BEGIN Data

Issue #609, opened 2017-09-24
add a Java 9 community build


SethTisue:
starting, I suppose, with just a stripped-down thing that only attempts to build some basic stuff like the Scala standard modules, then expanding from there

Scala 2.12 only is fine for now, I think. the behemoths are already somewhat pressed for space (and the space can't be increased without rebuilding the nodes), and even just adding the 2.12/jdk9 combo will make the problem, one might say, worse enough

plan:
* get it running locally on my Mac
* get it running on Jenkins

re: Jenkins, @retronym did some work, prior to JDK 9 going final/gold/GA, on making it available on our Jenkins nodes; see https://github.com/scala/scala-jenkins-infra/issues/174 for details

SethTisue:
my experience attempting this locally was that all extractions failed with `[scalacheck] [error] scala.reflect.internal.MissingRequirementError: object java.lang.Object in compiler mirror not found.`

but then I made an empty sbt project and ran it with Java 9, and https://github.com/sbt/sbt-launcher-package/pull/143 kicked in and showed the "Copying runtime jar." message. I thought then running dbuild again might work, but same error

maybe I also need to do something to make sure `-Dscala.ext.dirs=...` gets set?

SethTisue:
> maybe I also need to do something to make sure -Dscala.ext.dirs=... gets set?

helps, but is not sufficient. adding `extra.options: ["-Dscala.ext.dirs=/Users/tisue/.sbt/0.13/java9-rt-ext-oracle_corporation_9"]` to every projects allows extraction to proceed farther, but then eventually every projects gets an error like:

```text
[scala-parser-combinators] java.lang.AssertionError: assertion failed: not a type: symbol
[scala-parser-combinators]  loaded from class ScalaModulePlugin$ in package with name ScalaModulePlugin$ and classloader sbt.PluginManagement$PluginClassLoader@9b8d3db
[scala-parser-combinators] 	at scala.reflect.runtime.JavaMirrors$JavaMirror.scala$reflect$runtime$JavaMirrors$JavaMirror$$classToScala1(JavaMirrors.scala:979)
[scala-parser-combinators] 	at scala.reflect.runtime.JavaMirrors$JavaMirror$$anonfun$classToScala$1.apply(JavaMirrors.scala:938)
[scala-parser-combinators] 	at scala.reflect.runtime.JavaMirrors$JavaMirror$$anonfun$classToScala$1.apply(JavaMirrors.scala:938)
```

[...]

PR #725, opened 2018-05-12
drop scala-debugger

SethTisue:
because its build definition doesn't compile on JDK 9, and we don't want
to maintain separate JDK 8 and 9 config files

reference: https://github.com/scala/community-builds/issues/609

### DIFF
--- a/configs/community.dbuild
+++ b/configs/community.dbuild
@@ -1292,7 +1292,9 @@ build += {
   }
 
   // dependency of scala-debugger. we track the develop branch, since
-  // master seems neglected/outdated
+  // master seems neglected/outdated.
+  // note that scala-debugger has been pulled from the build (perhaps
+  // not permanently), so if this causes trouble, we might drop it too.
   ${vars.base} {
     name: "scallop"
     uri:  ${vars.uris.scallop-uri}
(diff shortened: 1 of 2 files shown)


SethTisue:
@chipsenkbeil if you're interested in helping get it back in, let me know. the minimum requirement is that the build definition needs to compile on JDK 9. the project doesn't need to actually work on JDK 9, that can be postponed.

currently what we're hitting is:

```
[info] Loading project definition from /Users/tisue/scala-debugger/project
java.io.FileNotFoundException: 
Could not automatically find the JDK/lib/tools.jar.
You must explicitly set JDK_HOME or JAVA_HOME.
    
	at org.scaladebugger.SbtJdiTools$$anonfun$6.apply(SbtJdiTools.scala:45)
	at org.scaladebugger.SbtJdiTools$$anonfun$6.apply(SbtJdiTools.scala:45)
	at scala.Option.getOrElse(Option.scala:120)
	at org.scaladebugger.SbtJdiTools$.<init>(SbtJdiTools.scala:44)
	at org.scaladebugger.SbtJdiTools$.<clinit>(SbtJdiTools.scala)
	at java.base/java.lang.Class.forName0(Native Method)
```

which stems from this plugin:

```
addSbtPlugin("org.scala-debugger" % "sbt-jdi-tools" % "1.0.0")
```

which would need to be updated to work, or at least not fail hard, on JDK 9

chipsenkbeil:
@SethTisue, looks like tools.jar was removed and the relevant files are loaded during bootstrap if using the JDK from JDK 9: https://issues.apache.org/jira/browse/MNG-5732

I wonder if adding a condition to only load the sbt-jdi-tools plugin if the JDK is less than 9 would solve the problem.

chipsenkbeil:
@SethTisue, newest commit to scala debugger project enables you to load the project with JDK 9. It doesn't compile yet on JDK 9, I think because I'm using an old version of sbt which uses Scala 2.10.

SethTisue:
@chipsenkbeil build definition loads now, thanks! removal reverted in d6c484766fe843ecd57a521ade5861177000a41d

PR #739, opened 2018-06-27
adjust Lagom tests

SethTisue:
there is a new recurring failure we need to address

but also, now that I know how to exclude failing tests per-source-file rather than the coarser per-subproject, let's re-enable tests in the subprojects we'd excluded and see what fails


SethTisue:
test run queued: https://scala-ci.typesafe.com/view/scala-2.12.x/job/scala-2.12.x-integrate-community-build/3057/ (404 for now)

SethTisue:
green at https://scala-ci.typesafe.com/view/scala-2.12.x/job/scala-2.12.x-integrate-community-build/3068/ (scalameter failure is unrelated)

PR #752, opened 2018-07-18
unfreeze scalameta (to get scalafix working again)

SethTisue:
because scalafix master now needs scalameta's new symtab module

### DIFF
--- a/configs/community.dbuild
+++ b/configs/community.dbuild
@@ -1686,9 +1686,6 @@ build += {
     check-missing: false
   }
 
-  // frozen at version that currently works for both scalafix and scalafmt.
-  // (tracking master of all three projects is too fragile).
-  // current tag chosen to include necessary geny fix, JDK 9 fix
   ${vars.base} {
     name: "scalameta"
     uri:  ${vars.uris.scalameta-uri}
@@ -1699,7 +1696,7 @@ build += {
       // to include.  this is the main thing:
       "semanticdbScalacPlugin"
       // and I empirically found scalafix and/or scalafmt to need:
-      "testkit", "contribJVM"
+      "testkit", "contribJVM", "symtab"
     ]
     // use right version-specific source directories regardless of our weird dbuild Scala version numbers
     extra.commands: ${vars.default-commands} [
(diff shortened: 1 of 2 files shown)


SethTisue:
test run: 
https://scala-ci.typesafe.com/view/scala-2.12.x/job/scala-2.12.x-integrate-community-build/3173/

SethTisue:
if this doesn't work out, we should just freeze scalafix at the last green commit, that would be perfectly fine too /cc @olafurpg

olafurpg:
FWIW I cleaned up the scalafix build yesterday, upgraded to sbt 1, removed Scala.js, and generally simplified the build a lot. Scalafix should work with the latest scalameta master.

SethTisue:
okay, the question then is whether something else will break :-)

SethTisue:
queued: 
https://scala-ci.typesafe.com/view/scala-2.12.x/job/scala-2.12.x-integrate-community-build/3175/ (404 for now)

SethTisue:
@olafurpg I had to add `unit` to `extra.excludes`, because it was trying to compile stuff from `testsOutputDotty`. but as a result we don't seem to be running any scalafix tests at all.

offhand, it looks like it might be because:

```
    compileInputs.in(Compile, compile) := {
      compileInputs
        .in(Compile, compile)
        .dependsOn(
          compile.in(testsInput, Compile),
          compile.in(testsOutputDotty, Compile),
```

and as for why it would fail in the community build only, I imagine it's because your build is setting `scalaVersion` to (e.g.) 0.9.0-RC1 and then dbuild overrides that to whatever Scala version the community build is using

can the Dotty stuff be kept more separate?

olafurpg:
@SethTisue My goal is to move the dotty rules into a separate repository soon similar to scala-collection-compat. First I need to improve the support for externally published rules, which is in my queue before scalafix v0.6.

olafurpg:
The dotty rules have now been moved out of the scalafix build so that sbt-dotty should no longer cause problems.

SethTisue:
@olafurpg awesome! but I think unfreezing would still run afoul of #765, let's continue there

PR #769, opened 2018-08-13
add my Project Euler solutions

SethTisue:


SethTisue:
not to be merged yet, because it turns out that my solution to problem 95 finishes in 6 seconds on 2.12.6 but hangs on 2.12.7-bin-4779c42 so that's a likely Scala regression

SethTisue:
problem 75 hangs also. the rest are okay

SethTisue:
I've tweaked this to exclude problems 75 & 95 for now, until https://github.com/scala/scala/pull/7091 is merged

green in local testing

PR #785, opened 2018-09-06
unfreeze jackson-module-scala (and enable some disabled things downstream, and pull scalameter)

SethTisue:
this isn't a totally crucial upgrade, but it's desirable

### DIFF
--- a/configs/community.dbuild
+++ b/configs/community.dbuild
@@ -837,6 +837,12 @@ build += {
       // the `-bootclasspath ...` thing their build does doesn't work on Java 9
       "set javacOptions ~= (_.dropRight(2))"
     ]
+    // without this, in downstream projects we get:
+    // com.fasterxml.jackson.databind.JsonMappingException:
+    //   Scala module 2.8.8-dbuildx1c5888e4b2a136333f7edb02dbe6dc5abbfa7de1 requires Jackson Databind version >= 2.8.0 and < 2.9.0
+    // we could submit an upstream PR adjusting the regex that's resulting in this
+    // error, but it's easier to just:
+    set-version: "2.8.7"
   }
 
   // tracking "develop" branch.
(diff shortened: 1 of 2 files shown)


SethTisue:
https://scala-ci.typesafe.com/view/scala-2.12.x/job/scala-2.12.x-integrate-community-build/3452/

SethTisue:
https://scala-ci.typesafe.com/view/scala-2.12.x/job/scala-2.12.x-integrate-community-build/3455/

SethTisue:
haha oops FAIL

```
[twitter-util] [info]   com.fasterxml.jackson.databind.JsonMappingException: Scala module 2.8.7 requires Jackson Databind version >= 2.8.0 and < 2.9.0
```

I changed the version of the wrong thing, apparently

SethTisue:
so as we see from https://github.com/FasterXML/jackson-module-scala/issues/265 , the error message annoyingly doesn't include the offending version number, the one returned by `context.getMapperVersion`, so we don't even know what wrong version the check thinks it's finding

SethTisue:
okay so what I thought was going on here, wasn't right at all.

I think I may know what's going on here. we have jackson-module-scala frozen at an old version. downstream projects such as twitter-util and akka-http-json may be declaring a dependency on a newer version. because dbuild rewires Scala-based dependencies, as long as everything's source compatible it's fine.... or would it be, if it weren't for this version check, which is a check on the version number of a Java-based dependency, not a Scala-based one. that Java-based dependency remains un-rewired and thus won't match the version our frozen jackson-module-scala expects, and boom.

I'd have to actually verify this theory, but I bet it's right.

our config file says:

```
  // frozen (July 2018) at a February 2017 commit, because there were
  // scalameter test failures when we used master.  (whether going all the
  // way back to February 2017 is actually necessary, I don't know; I
  // just used the last green commit, which happens to be old because
  // we had the project frozen already for a long time)
```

END Data

**Assignment:** Please repeat word for word the lines above that run from the beginning through the line containing "starting, I suppose, with", keeping both the first and that last line.

**Result for this exercise:**
Issue #609, opened 2017-09-24
add a Java 9 community build


SethTisue:
starting, I suppose, with just a stripped-down thing that only attempts to build some basic stuff like the Scala standard modules, then expanding from there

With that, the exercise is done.